Dudhipala and Veerabrahma, developed the candesartan cilexetil (CC) loaded solid lipid nanoparticles to prolong the drug release with improved pharmacokinetic and pharmacodynamic activity⁶⁷. CC belongs to BCS class II drug with poor oral bioavailability, hence, prone to improve the oral transportation using SLNs delivery system. CC-SLNs were prepared using hot homogenization coupled with sonication technique. Solid lipids, surfactant and cosurfactnt selected for the making of SLNs are triglycerides (dynasan 114, 116 and 118), egg lecithin and poloxamer 188 respectively. From the physical characteristics and in vitro release studies, optimized SLNs were identified. DSC and XRD studies revealed the conversion of crystalline to amorphous form of CC in SLN formulation. Particle size of the SLNs was nearly spherical in shape with increased polydispersity, performed by SEM and TEM analysis. Pharmcodynamic study of SLNs are conducted in fructose (10% w/v) induced hypertensive wistar rats at a dose of 10 mg/kg. CC-SLNs showed reduction blood pressure immediately and continued for up to 48 h. Hence, the results successfully demonstrate the role of SLNs as oral bioavailability enhanced carrier.
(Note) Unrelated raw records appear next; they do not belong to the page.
PR #122, opened 2026-04-28
perf(db): drop redundant idx_edges_source and idx_edges_target

andreinknv:
## Summary

Drops two redundant secondary indexes from the `edges` table:

- `idx_edges_source` — fully covered by `idx_edges_source_kind` via SQLite's left-prefix scan.
- `idx_edges_target` — fully covered by `idx_edges_target_kind`.

These indexes pre-date the `(source, kind)` / `(target, kind)` composites added later. Once the wider indexes were introduced, the narrow ones became dead weight on every write and every disk page — but they were never removed.

## Empirical validation

Measured on a synthesized 50K-node / 250K-edge SQLite database that mirrors a realistic mid-size codebase. Reproducer: [`scripts/spikes/spike-edge-indexes.mjs`](scripts/spikes/spike-edge-indexes.mjs).

| Metric | Baseline (with redundant) | Stripped | Δ |
|---|---|---|---|
| DB size | 34.7 MB | 27.0 MB | **-22.2%** |
| Bulk insert (250K edges) | 590 ms | 431 ms | **1.37× faster** |
| `WHERE source = ?` latency | reference | 0.88× | no regression |
| `WHERE target = ?` latency | reference | 0.95× | no regression |

EXPLAIN output on the stripped DB confirms the kind-prefixed indexes still cover source-only / target-only queries:

```
SEARCH edges USING COVERING INDEX idx_edges_source_kind (source=?)
```

Run yourself with `node scripts/spikes/spike-edge-indexes.mjs`.

## Why this is safe

| Query shape | Old plan | New plan |
|---|---|---|
| `WHERE source = ?` | `idx_edges_source` | `idx_edges_source_kind` (left-prefix, covering) |
| `WHERE target = ?` | `idx_edges_target` | `idx_edges_target_kind` (left-prefix, covering) |
| `WHERE source = ? AND kind = ?` | `idx_edges_source_kind` | `idx_edges_source_kind` (unchanged) |
| `WHERE target = ? AND kind = ?` | `idx_edges_target_kind` | `idx_edges_target_kind` (unchanged) |

SQLite's query planner uses a B-tree's leading column(s) for prefix matches, so the composite indexes are a strict superset of the dropped ones for these queries.

## Migration

Adds schema migration **v4** (`CURRENT_SCHEMA_VERSION` 3 → 4):

```sql
DROP INDEX IF EXISTS idx_edges_source;
DROP INDEX IF EXISTS idx_edges_target;
```

[...]

PR #118, opened 2026-04-27
refactor: file-based migrations — eliminate silent version-collision bugs

andreinknv:
> **Reviewers:** for a 5-minute review path that surfaces only what to verify, see the **[review checklist comment](https://github.com/colbymchenry/codegraph/pull/118#issuecomment-4336283128)** below. The original description is preserved here for full technical detail.

---

refactor: file-based migrations — eliminate version-collision bug class

Today every PR adding a schema migration claims
`CURRENT_SCHEMA_VERSION = next` AND adds an array entry to
`migrations: Migration[]` in src/db/migrations.ts. Two PRs both
claiming the same version resolve as: "second PR's v4 silently
no-ops on existing DBs" — a real silent-data-loss bug class
(PR #113's reviewer caught one).

After this refactor:

  Adding a new schema migration:
  1. Pick the next free 3-digit prefix (`git ls-files
     'src/db/migrations/[0-9]*.ts'` shows what's taken).
  2. Create `src/db/migrations/<NNN>-<short-name>.ts` exporting a
     `MIGRATION: MigrationModule` (description + up).
  3. Add one import line and one entry to
     `src/db/migrations/index.ts`'s REGISTERED_MODULES array.

Two PRs both creating `004-foo.ts` collide on the FILESYSTEM —
the maintainer sees it instantly. No more silent skipped
migrations.

## What's new

- `src/db/migrations/types.ts` — `MigrationModule { description,
  up }` and `Migration extends MigrationModule { version }`.
- `src/db/migrations/002-project-metadata.ts` — extracted v2
  body verbatim.
- `src/db/migrations/003-lower-name-index.ts` — extracted v3
  body verbatim.
- `src/db/migrations/index.ts` — central registry. Static-imports
  each migration, parses the version FROM THE FILENAME (no
  hand-typed version field that can drift), enforces strict
  `NNN-kebab-name.ts` shape, validates uniqueness/sort at module
  load (throws loudly on collision), exposes ALL_MIGRATIONS and
  CURRENT_SCHEMA_VERSION.
- `src/db/migrations.ts` — refactored to a thin runner. Same
  exported surface (CURRENT_SCHEMA_VERSION, getCurrentVersion,
  runMigrations, needsMigration, getPendingMigrations,
  getMigrationHistory, Migration type) — every existing import
  keeps working unchanged.
- `__tests__/migrations-registry.test.ts` — 8 invariant tests:
  registry non-empty, versions unique + strictly ascending,
[...]

Issue #120, opened 2026-04-27
Merge-order guide for the open PR backlog (4 refactor PRs unblock the rest)


andreinknv:
# Maintainer guide: how to merge the open PR backlog with minimal friction

> **Update — April 28, 2026:** 14 of my PRs have been pre-rebased onto the post-refactor patterns. The agent-callable code-intelligence layer is fleshing out: **#124 (per-symbol coverage from lcov reports)** and **#125 (static-analysis biomarkers + Code Health score)** add two new MCP tools so an AI agent can ask "is this function tested?" and "is this function risky to change?" with a single structured query, instead of reading the source. Both stack on **#118** (file-based migrations); #125 also runs as an `IndexHook`. **#122** remains a tiny self-contained perf win in monolithic shape that targets `main` directly. See the [rebase summary comment](https://github.com/colbymchenry/codegraph/issues/120#issuecomment-4331117018) for the full list. The rebase templates below remain authoritative documentation for external PRs (#58, #91, #89) and for any future PR that needs to land on top of the refactors.

---

There are ~24 open PRs touching `colbymchenry/codegraph`. Many of them collide on the same handful of monolithic data structures (lists, switches, version numbers, hardcoded method additions). I've opened **4 refactor PRs** that eliminate those collision surfaces. This document tells you the order to merge things in to minimize manual conflict-resolution work, and shows you exactly what the rebase of every existing open PR looks like.

---

## Easiest path for the maintainer: 12 clean merges in 4 rounds

I walked this path end-to-end against a fresh `colbymchenry:main` checkout three times to confirm — twice with intermediate rebases that broke things in subtle ways, then once cleanly. **12 explicit merges, zero hand-resolution. 829/829 tests pass at the tip.** Final state matches [`andreinknv:integration/all-prs`](https://github.com/andreinknv/codegraph/tree/integration/all-prs) (22 MCP tools, 8 hooks, 18 migrations).

### Round 1 — five PRs clean against current `main`, any order

| PR | What |
|----|------|
| #116 | refactor: per-language registry |
| #117 | refactor: per-tool MCP registry |
| #118 | refactor: file-based migrations |
| #119 | refactor: index-hook framework |
| #127 | fix(gitignore): anchor `coverage/` to repo root |

### Round 2 — three PRs clean once Round 1 is in

| PR | Why it's now clean |
|----|--------------------|
| #92  | HCL/Terraform language — needs #116 |
| #94  | R language — needs #116 |
[...]

PR #105, opened 2026-04-26
feat(cochange): file-level co-change graph mined from git history

andreinknv:
> **🔄 Rebased onto post-refactor patterns (Co-change graph)**
> This PR has been rebased to use the per-thing file layout established by refactor PRs #116/#117/#118/#119. Behavior shipped is identical to the original; only the internal code shape changed.
>
> **What this PR now ships:**
>
> - **`src/index-hooks/cochange.ts`** — registered `IndexHook` (afterIndexAll + afterSync)
> - **`src/db/migrations/010-co-changes.ts`** — `co_changes` table
> - **`src/cochange/index.ts`** — pure miner module
> - `src/index-hooks/registry.ts` — 2 lines
> - `src/db/migrations/index.ts` — 2 lines
> - `src/db/queries.ts`, `src/db/schema.sql`, `src/types.ts`, `src/default-config.ts`, `src/config.ts`, `src/index.ts` — query methods + config flag
> - `__tests__/cochange.test.ts` — full miner + integration suite
>
> **What you'll see in the diff:** until #116-#119 land, the diff against `main` includes the refactor commits as part of the branch history. After they merge, GitHub auto-shrinks this PR's diff to just the files above. Full context: #120.
>
> ---

## Summary

Adds a file-level **co-change graph** mined from `git log`. Surfaces coupling between files that historically change together — sibling extractors that share patterns, tests that assert schema state, config files coupled to the code that reads them. This information is **invisible to static analysis** but recoverable from git in seconds with **zero new dependencies**.

## Empirical results (codegraph's own history)

| File pair | Jaccard | Why coupled |
|---|---:|---|
| `src/extraction/languages/csharp.ts` ↔ `java.ts` | 0.75 | Sibling language extractors share patterns; no import relation |
| `__tests__/foundation.test.ts` ↔ `src/db/schema.sql` | 0.57 | Test asserts schema version; coupled by intent, not import |
| `src/db/migrations.ts` ↔ `src/db/schema.sql` | 0.57 | Schema changes always need a matching migration |
| `src/installer/config-writer.ts` ↔ `src/installer/index.ts` | 0.50 | Two files in same module, always change together |

For `src/extraction/index.ts`, the top co-changer is `src/index.ts` (J=0.41, the wrapper class). For `src/db/schema.sql`, the top co-changers are the test that asserts schema version, the migrations file, and the db index. The signal is meaningful and matches what a maintainer would intuit.

## What's added

[...]

PR #123, opened 2026-04-28
perf(db): split embeddings + in-memory similarity cache + drop redundant co_changes index

andreinknv:
> **🔗 Stacked PR — depends on #111 (LLM symbol summaries) and #118 (file-based migrations)**
>
> Until those merge, this PR's diff transitively includes their commits. The intrinsic change for *this* PR is just the new files in `src/db/migrations/015-*.ts`, `src/db/migrations/016-*.ts`, the `EmbeddingCache` additions in `src/llm/embeddings.ts`, the integration in `src/index.ts`, the queries.ts query rewrites, and the spike script + tests — see "Files changed" below. After #111 + #118 land, the diff auto-cleans to just those.
>
> Companion to #122 (`perf/drop-redundant-edge-indexes`) which lands the analogous `edges`-side optimization on `main` directly with no dependencies.

## Summary

Three measurable wins on the LLM-tier data layer, validated by spike *before* implementing each:

| | Change | Win | Spike file |
|---|---|---|---|
| **F2** | Drop `idx_co_changes_a` | Covered by `(file_a, file_b)` PK | (analogous to #122) |
| **G** | Split embeddings into `symbol_embeddings` table | **3.22× faster** summary-only scans | `scripts/spikes/spike-embedding-split.mjs` |
| **H** | In-memory `EmbeddingCache` for similarity search | **4.4× faster** top-K cosine | `scripts/spikes/spike-embedding-split.mjs` |

## Empirical validation

Run yourself: `node scripts/spikes/spike-embedding-split.mjs`. Output on a 50K-summary / 768d-embedding synthetic DB:

```
--- Spike G: storage layout (inline vs split) ---

  inline DB: 196.5 MB
  split  DB: 204.0 MB

  Test: scan summaries by role (common path)
  inline: 46ms avg over 50 queries
  split : 14ms avg over 50 queries
  Δ summary-only: split is 3.22× faster

  Test: scan summaries WITH embedding (rare path)
  inline (single table)   : 71ms avg over 50 queries
  split  (join required)  : 80ms avg over 50 queries
  Δ summary+embedding: 1.12× cost penalty for split

--- Spike H: in-memory embedding cache ---

  cold (per-query SQLite fetch + decode): 104ms avg over 20 queries
  warm (in-memory Float32Array matrix)  : 24ms avg over 20 queries
  Δ similarity search: 4.4× speedup with in-memory cache
```

The 1.12× cost on summary+embedding scans is dwarfed by the 3.22× win on summary-only scans, which dominate by ~50× in real usage (FTS-anchor lookups, role filters, freshness checks all read summaries-without-embeddings).

### F2 — Migration 015: drop `idx_co_changes_a`
- `co_changes` has `PRIMARY KEY (file_a, file_b)`, which automatically creates a B-tree leading on `file_a`. SQLite covers `WHERE file_a = ?` lookups via that PK index — the standalone `idx_co_changes_a` was redundant.
- `idx_co_changes_b` (on `file_b` alone) is kept because the PK leads with `file_a`, so it cannot serve `WHERE file_b = ?` lookups.
- Fresh-DB schema (`src/db/schema.sql`) updated to skip `idx_co_changes_a` and dedupe a pre-existing duplicate of `idx_co_changes_b`.

### G — Migration 016: split embeddings into `symbol_embeddings`

```sql
CREATE TABLE symbol_embeddings (
    node_id TEXT PRIMARY KEY,
    embedding BLOB NOT NULL,
    embedding_model TEXT NOT NULL,
    FOREIGN KEY (node_id) REFERENCES symbol_summaries(node_id) ON DELETE CASCADE
);
INSERT OR IGNORE INTO symbol_embeddings (node_id, embedding, embedding_model)
  SELECT node_id, embedding, embedding_model
  FROM symbol_summaries
  WHERE embedding IS NOT NULL AND embedding_model IS NOT NULL;
DROP INDEX IF EXISTS idx_summaries_embedding_model;
ALTER TABLE symbol_summaries DROP COLUMN embedding;
ALTER TABLE symbol_summaries DROP COLUMN embedding_model;
```

- Requires SQLite 3.35+ for `ALTER TABLE DROP COLUMN`. Both `better-sqlite3` and `node-sqlite3-wasm` ship with newer versions, so this is safe.
- `queries.ts` methods (`getEmbeddableSummaries`, `getAllEmbeddings`, `upsertSymbolEmbedding`) updated to use the new table.
- `clear()` and `clearCoChanges()` extended to wipe both tables (the FK cascade would handle it, but explicit is safer if foreign-key enforcement gets disabled).

### H — `EmbeddingCache` in `src/llm/embeddings.ts`

```ts
export class EmbeddingCache {
  get(fetcher: EmbeddingFetcher, model: string): CachedEmbeddings;
  invalidate(): void;
}
```

- Decodes every embedding into a flat `Float32Array` matrix once per (model, generation).
- New `topKByCosineMatrix(query, matrix, ids, dim, k)` operates directly on the flat layout.
- Owned by the `CodeGraph` instance.
- Invalidated on:
  - `indexAll` end (when `filesIndexed > 0`)
  - `sync` end (when files added/modified/removed)
  - After `embedAllSummaries` (when `generated > 0`)
  - `clear()` (table was emptied)
- Mismatched-dim rows are skipped on rebuild — produces a packed matrix with no sparse holes.

## Independent review

Reviewed by an independent reviewer agent (read-only, fresh context). Surfaced 3 issues, all addressed in the same diff:

1. **`CodeGraph.clear()` was missing a cache invalidation** — fixed: added `this.embeddingCache.invalidate()`.
2. **Duplicate `idx_co_changes_b` in `schema.sql`** (pre-existing, harmless due to `IF NOT EXISTS`) — fixed: deduped.
3. **`EmbeddingCache` left sparse `undefined` holes in `ids` on dim-mismatch** — fixed: rewrote to push aligned entries instead of pre-allocating, with a regression test.

## Test plan

- [x] `npx vitest run` — **794/794 tests pass**
- [x] New tests: `__tests__/migrations-015-016.test.ts` (upgrade + fresh-DB paths for both migrations)
- [x] New tests in `__tests__/embeddings.test.ts`:
  - `topKByCosineMatrix` matches `topKByCosine` on the same data
  - `EmbeddingCache` hit/miss/invalidate
  - Cache returns empty result without re-fetching
  - Cache skips dim-mismatched rows
- [x] Spike script (`scripts/spikes/spike-embedding-split.mjs`) reproduces the headline numbers

## Files changed

| File | Change |
|---|---|
| `src/db/migrations/015-prune-co-changes-index.ts` | New: drop `idx_co_changes_a` |
| `src/db/migrations/016-split-symbol-embeddings.ts` | New: split embeddings into dedicated table |
| `src/db/migrations/index.ts` | Register both new migrations |
| `src/db/schema.sql` | Fresh-DB schema reflects new layout; dedupe `idx_co_changes_b` |
| `src/db/queries.ts` | `getAllEmbeddings`, `upsertSymbolEmbedding`, `getEmbeddableSummaries` use `symbol_embeddings` |
| `src/llm/embeddings.ts` | `EmbeddingCache` + `topKByCosineMatrix` |
| `src/index.ts` | Cache integrated into `searchHybrid` and `findSimilar`; invalidations wired |
| `__tests__/migrations-015-016.test.ts` | New: focused migration tests |
| `__tests__/embeddings.test.ts` | New: cache + matrix tests |
| `__tests__/foundation.test.ts` | Updated schema-version expectation |
| `__tests__/pr19-improvements.test.ts` | Updated schema-version expectation |
| `scripts/spikes/spike-embedding-split.mjs` | New: G + H reproducer |


andreinknv:
**Merge guide:** see #120 for the full backlog merge order. Short version for this PR: ✅ already in post-refactor file-based shape (migrations `015-prune-co-changes-index.ts` + `016-split-symbol-embeddings.ts`). Stacked on **#118** (file-based migrations) + **#111** (LLM features — provides the `symbol_summaries.embedding` column the split migration moves) + **#105** (cochange — provides `co_changes` table the index drop targets). Until those three merge, this PR's diff transitively includes their commits — that's expected and auto-cleans on merge. Spike-validated (`scripts/spikes/spike-embedding-split.mjs`): 3.22× faster summary-only scans, 4.4× faster top-K cosine search. Independent reviewer pass caught and fixed 3 issues before opening (missing cache invalidation, schema dupe, sparse-array hole).

andreinknv:
## Scaling check — do these wins hold past 50K nodes?

Reasonable concern given the original spike was at 50K only. Re-ran the same measurements at **100K** and **250K** to characterise the trend, and the speedup ratios stay flat (the optimizations are structural, not threshold-sensitive):

| | 50K nodes | 100K nodes | 250K nodes | **1M (linear projection)** |
|---|---|---|---|---|
| **G: summary-only scan** | 48 → 14 ms (**3.47×**) | 93 → 38 ms (**2.43×**) | 256 → 106 ms (**2.42×**) | ~1024 → 424 ms (~2.4×) |
| **H: similarity cold** | 107 ms | 226 ms | 609 ms | **~2.4 s/query** |
| **H: similarity warm** | 25 ms | 49 ms | 136 ms | **~540 ms/query** |
| **H: cache speedup** | 4.35× | 4.65× | 4.49× | **~4.5×** |

> The 3.47× → 2.4× drop on G between 50K and 100K is the OS page cache effect — at 50K the inline DB still fits in cache, so both inline and split run roughly memory-bound; past that the structural advantage (no BLOB on the summary page chain) settles at a steady ~2.4×.

**The interesting threshold for H is absolute latency, not ratio.** Without the cache, similarity search crosses the user-perceptible 1-second mark somewhere around **250K-500K nodes** and grows linearly past that. With the cache it stays comfortably interactive even at 1M (~540 ms = roughly the same as a cold search at 250K). For codegraph users on million-node monorepos, this is the difference between "snappy" and "noticeable wait on every query."

**Reproducer:** the original `scripts/spikes/spike-embedding-split.mjs` plus a parameterised version that takes a NODES list. Happy to commit the parameterised one if useful.

**What this doesn't change:** the F2 win (`idx_co_changes_a` drop) is unrelated to scale — it's just dead weight removed.

**Beyond ~500K nodes** the next-step optimisations (`sqlite-vec` once HNSW ships, per-language partitioning) start to matter more than these three. But these three are the right thing to land first because they're zero-dependency and pay off at every scale.

colbymchenry:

Dexamethasone cholesteryl butyrate solid lipid nanoparticles

Combination of dexamethasone cholesteryl butyrate loaded solid lipid nanoparticles (DC-SLNs) were prepared and characterized for enhanced ant-inflammatory activity. DC-SLNs were prepared by hot micro emulsion method. The pharmacodynamic activity of SLNs is tested by 4% (w/v) dextran sulfate sodium salt in mice. From the results, DC nanoformulation administration was able to achieve a significant cytokine decrease compared to the cytokine plasma concentration of the untreated mice with dextran sulfate sodium-induced colitis. Specifically, DC-SLN induced a IL-1β plasma concentration of 61.77% ± 3.19%, whereas D or C used separately induced a concentration of 90.0% ±2.8% and 91.40% ± 7.5%, respectively; DC-SLN induced a TNF-α plasma concentration of 30.8% ±8.9%, whereas D or C used separately induced ones of 99.5% ± 4.9% and 71.1% ± 10.9%, respectively⁶⁸.

Rosuvastatin calcium

Narendar and Kishan, also studied the effect of rosuvastatin calcium (RC) loaded SLNs on pharmacokinetic and pharmcodynaimc activity, as a vehicle for improved oral absorption⁶⁹. RC-SLNs were prepared with dynasan 112, stearic acid and glyceryl monostearte. Previously, RC-SLNs also developed with triglycerides (dynasan 114, 116 and 18)⁶. In order to reduce the manufacturing cost, monoglycerides and triglyceride with low cost were used. RC-SLNs with dynasan 112 showed particle size, PDI, ZP and EE of below 75 nm, 0.23, -26 mV and 93%, respectively. Pharmcodynamic studies were conducted in wistar rats at a dose of 10 mg/kg. The hyperlipidemia in rats was induced by intraperitoneal injection of Triton-X-100 (100 mg/kg) in normal saline solution. RC-SLNs showed statistically significant reduction in the serum total cholesterol, low density lipoproteins, and slight increase in high density lipoproteins. These levels of changes were continued for 36 h and 24 h in RC-SLNs and RC suspension treated group respectively. Thus, RC oral bioavailability was enhanced by making in to SLN delivery system.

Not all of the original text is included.